Тем неожиданнее было строгое новшество, введенное в институте. Инспектор Линдквист заявил воспитанникам, что отныне приватное пребывание в пансионе отменено, ибо признано не отвечающим целям высокого этого учреждения. И предупредил: пе только в этом, но и в остальном порядки отныне будут более суровыми!
Произошло ли что-нибудь за лето, или виной этим строгостям какие-нибудь неведомые воспитанникам события в столице?
Спросить было некого. Товарищи по классу еще не вернулись, Соболевский и Мельгуиов опаздывали.

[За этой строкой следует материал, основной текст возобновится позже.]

PR #591, opened 2020-12-04
Update Debug.cs | Ability to enable/disable Debug

Kolopsel:
Enables developers to easily enable/disable implemented debug messages.

### DIFF
--- a/code/client/clrcore/Debug.cs
+++ b/code/client/clrcore/Debug.cs
@@ -11,8 +11,12 @@ namespace CitizenFX.Core
     public static class Debug
     {
         [SecuritySafeCritical]
+		
+		public static bool Enabled { get; set; }
+		
         public static void Write(string data)
         {
+			if(Enabled != true) { return; }
 			var channel = "script:" + ((InternalManager.GlobalManager?.ResourceName) ?? "mono");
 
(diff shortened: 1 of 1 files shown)


blattersturm:
Not sure about this.

What's the intended use case, and why expose it as API surface and not, say, something in a lower-level subsystem?

Kolopsel:
You do have a point, however I think it would be much more pleasent to have something like this already implented in the API. Of course you only need a couple of lines here and there to add something similiar to your script, but like I said before this just makes everything regarding debugging a little bit easier and is especially great for people who want to keep their script tidy.

blattersturm:
Huh?

Also, this wouldn't compile/run properly in the first place either, the formatting is all off, and again I'm not sure why this needs to be an API rather than a more global flag.

Kolopsel:
I do not know why the formatting is suddenly off. Last time I checked, it seemed perfectly fine. Anyway now that I think about it, it would probably make more sense to have something like this as a global flag but how would you go about doing that, if I may ask?

blattersturm:
Would be solved by the issues page/warning system once implemented.

manups4e:
for this i simply used the default DEBUG symbol present when you create a new project to print only when in debug compilation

Глинка поместился с новичками в общей, «казенной», спальне, выходившей окнами на Фонтанку. Белье и одеяла на постелях были грубые, серые, под один цвет. Поговаривали о том, что весь пансион будет переведен в район квартирования Семеновского полка, на Охту.

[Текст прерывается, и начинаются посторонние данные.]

PR #593, opened 2020-12-20
fix(onesync): add missing 2189 sync nodes bits

PichotM:


blattersturm:
uh, what?

how is this mergeable? you didn't add a new Is2189() if, you _unconditionally_ read the extra bit, wtf?

Korioz:
I confirm the `CPedGameStateDataNode` bit added to the node, just checked rn in ida

PichotM:
my bad I was confused why Is2189 was missing 🙃

PR #596, opened 2020-12-26
Optimizations to Citizen.Wait

niekschoemaker:
Don't use GetGameTimer if we know we only want to wait till the next frame. This saves a lot of native calls if there's a lot of threads.

Value of 5 is choosen as a reasonable value.


niekschoemaker:
This should work, another option could be to simply check if it is not 0.

Testing with this change it appears to save quite a lot of FPS (around 10+) on a server with a lot of resources which run threads that execute every tick.

PR #598, opened 2020-12-27
Fix(prebuild): Clear LUA_CPATH

niekschoemaker:
Using a custom LUA_CPATH which doesn't search the current directory would break the prebuild script.


niekschoemaker:
This was an issue which I was having for a long time which caused me to not be able to build the client and/or server at all.

Simply clearing LUA_PATH and LUA_CPATH avoids this issue entirely.

PR #599, opened 2020-12-27
add example that also fixes infinite recursion.

AvarianKnight:


blattersturm:
Should be taken in with the native review.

О московском дядюшке — Сергее Николаевиче — Мише довелось слышать много разноречивого и путаного. Памятно было и досадливое сетование Афанасия Андреевича: «Издатель! Смоленск ему мал и темен, и мы для него темны». Тем любопытнее было встретить Сергея Николаевича на квартире его брата. Издатель «Русского вестника» удивил в тот день не одного Мишу старомодным, «отнюдь не европейским», как говорили потом, своим видом: он носил широкий синий фрак со стоячим двойным воротником, синие панталоны и гусарские сапоги с высокими выпуклыми голенищами и кисточками. Так одевались в екатерининские времена. Белый замаранный пикейный жилет и тонкий черный галстук, болтавшийся веревочкой, потешно выделялись в этом сановном его одеянии. Клочковатые бакенбарды на его большом лице со следами бритвенных порезов и лохматые, нечесаные волосы устрашали. «Словно леший», — шептали о нем гости Федора Николаевича.

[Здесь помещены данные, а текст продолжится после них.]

PR #600, opened 2020-12-28
fix: GET_GAME_TIMER

NeQYT:
At this moment, if we call a function without using a thread, wait function totally not work. After check, time must always be obtained, even if there is no thread.

### DIFF
--- a/data/shared/citizen/scripting/lua/scheduler.lua
+++ b/data/shared/citizen/scripting/lua/scheduler.lua
@@ -230,13 +230,14 @@ end
 SetTimeout = Citizen.SetTimeout
 
 Citizen.SetTickRoutine(function()
+	curTime = GetGameTimer()
+
 	if not hadThread then
 		return
 	end
 
 	-- flag to skip thread exec if we don't have any
 	local thisHadThread = false
-	curTime = GetGameTimer()
 
 	for coro, thread in pairs(newThreads) do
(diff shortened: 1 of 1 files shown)


blattersturm:
That doesn't make much sense. Wait only works within a thread context, do you have _any_ example of a script that behaves wrongly with the change?

NeQYT:
> That doesn't make much sense. Wait only works within a thread context, do you have _any_ example of a script that behaves wrongly with the change?

Problem occurs only, when script doesn't have any thread. Example:

```lua

-- Server:

RegisterCommand('test', function(source, args)
    TriggerClientEvent('test:test', source)
end)

-- Client:

RegisterNetEvent('test:test')
AddEventHandler('test:test', function()
    print('start')
    Citizen.Wait(10000) -- * Wait was skipped, 2 values were printed immediately. 
    print('end')
end)

```

NeQYT:
And example with a working wait:

```lua
-- Server:

RegisterCommand('test', function(source, args)
    TriggerClientEvent('test:test', source)
end)

-- Client:

    -- do anything
end)

RegisterNetEvent('test:test')
AddEventHandler('test:test', function()
    print('start')
    Citizen.Wait(10000) -- * Wait was skipped, 2 values were printed immediately. 
    print('end')
end)

```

К тому же он был могуч в плечах и высок ростом, ходил степенно, но неуклюже, взгляд его был спокойный, ушедший в себя, и в петербургском свете он действительно являл собою нечто необычное, московское, и притом купеческое. «Вот она, Москва-матушка, — говорили о нем при Мише с беззлобной насмешливостью. — Вольность-то какая во всем! И держит себя словно в своей вотчине. Ну и братец у Федора Николаевича — купчина!»
Со смехом передавали о том, как живет в Москве, в приходе Неопалимыя Купины, этот не обремененный приличиями человек, как держит в доме своем одну лишь стряпуху и обходится без повара и без кучеров, а выезжая в непогоду из дома, нанимает двух «ванек» — одного с санями, другого с дрожками — и попеременно, пересаживаясь по мере надобности с саней на дрожки, пробирается по московским хлябям. Ездит весь день по городу и вслух читает стихи, размахивая палкой, машинально ударяя изредка ею себя и извозчика. Рассказывали при Мише и о том, как однажды сидел Сергей Николаевич на гауптвахте, посаженный за какую-то статейку, — случай смешной, но утвердивший в Москве добрую его славу. Гауптвахта находилась в Кремле, во дворе сената, и столько гостей наведывалось к Сергею Николаевичу, что весь двор оказался запруженным колясками и каретами. Привозили цветы, вина, книги и даже… фортепиано. Узнав об этом, начальство решило перевести заключенного на другую гауптвахту, но повторилось прежнее… Гости направились туда. Так выразили московские почитатели Сергея Николаевича свое к нему доброе отношение.